¹Department of Nephrology, Guanganmen Hospital, ²Department of Nephrology, 906 Hospital of Joint Logistic Support Force of People's Liberation Army (PLA), ³Institute of Chinese Materia Medica, China Academy of Chinese Medical Sciences

* Ces auteurs ont contribué à parts égales

Transcription

Pour commencer à déparaffiner des sections de paraffine précédemment préparées du patch de Peyer isolées à partir d’une souris modèle d’immunoglobuline A ou de neuropathie IgA, immergez chaque section séquentiellement dans des gradients de xylène et d’éthanol pendant cinq minutes. Ensuite, rincez la section à l’eau distillée. Pour la récupération de l’antigène, chauffer la solution de citrate de sodium pendant deux minutes dans un autoclave.

Ensuite, placez la tranche de tissu dans la solution et chauffez-la à haute température pendant cinq minutes. Une fois refroidie, incubez la section dans une solution de peroxyde d’hydrogène à 3 % pendant 15 minutes à température ambiante à l’abri de la lumière. Ensuite, appliquez uniformément du sérum de chèvre à 10 % sur la section du tissu et incubez pendant 30 minutes à température ambiante pour bloquer la section.

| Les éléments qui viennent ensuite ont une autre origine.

PR #509, opened 2026-02-27
wip: conceal fixes

### LINKED ISSUE #182: [BUG] Mouse selection highlights wrong text
Write the following inline equation in Obsidian (this is just an example):

```
$\epsilon_{i} = \zeta_{+}U_{i}^{+} + \zeta_{-}U_{i}^{-}$
```

Now try to select this equation, by clicking on the right end (just before the ending `$`) and dragging the mouse (with the click held) to the left, until the beginning (just after the first `$`). Do not include the `$`'s in the selection. Then, you will see the following gets highlighted as the selection:

Screenshot 2023-08-26 at 01 36 46

which is wrong of course because we wanted to select the full equation, not just this portion. Apparently the concealment confuses the selection highlight logic. In fact, in reality the full equation is selected, as you can check by doing Ctrl+C and Ctrl+V somewhere, the full equation gets pasted.

So the bug is only visual, the selected "highlighted" text does not correspond to the actual selected text. I think it's related to how concealment expands those greek letters when selected.

superle3:
atttempt to fix #182

### DIFF
--- a/src/editor_extensions/conceal.ts
+++ b/src/editor_extensions/conceal.ts
@@ -246,6 +246,15 @@ function buildAtomicRanges(concealments: Concealment[]) {
 	return builder.finish();
 }
 
+const updateSelection = debounce((view: EditorView) => {
+	const ranges = view.state.selection.ranges.map(r => {
+		return EditorSelection.range(r.from, r.to, r.assoc);
+	});
+	view.dispatch({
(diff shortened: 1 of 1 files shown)


superle3 (commented):
still not really ideal cause there is some delay which has to be there but better than nothing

Après avoir secoué la solution de blocage, appliquez une quantité appropriée de l’anticorps primaire préparé dans chaque section. Incuber les sections posées à plat dans une boîte humide pendant la nuit à quatre degrés Celsius. Le lendemain, couvrez le tissu avec une goutte de l’anticorps secondaire marqué HRP et incubez-le à température ambiante pendant 50 minutes.

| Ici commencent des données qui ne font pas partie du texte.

PR #510, opened 2026-02-27
wip: fix nested inline math

### LINKED ISSUE #153: [BUG] Math mode snippets trigger inside \text{}
# Description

Ensuite, appliquez une solution chromogène DAB fraîchement préparée sur chaque section et attendez le développement de la couleur. Recolorez la section avec de l’hématoxyline pendant environ une minute. Rincez ensuite les sections pendant 10 minutes à l’eau du robinet jusqu’à ce qu’elles reprennent une couleur bleue.

Pour la déshydratation, placez chaque section séquentiellement en gradients d’éthanol et de xylène pendant cinq minutes chacune. Une fois que toutes les sections sont légèrement séchées, scellez chaque section avec de la gomme neutre. Les résultats immunohistochimiques ont montré que l’expression des marqueurs de cellules B CD20 et CXCR5 était significativement plus élevée dans le groupe modèle de neuropathie IgA, par rapport au groupe témoin.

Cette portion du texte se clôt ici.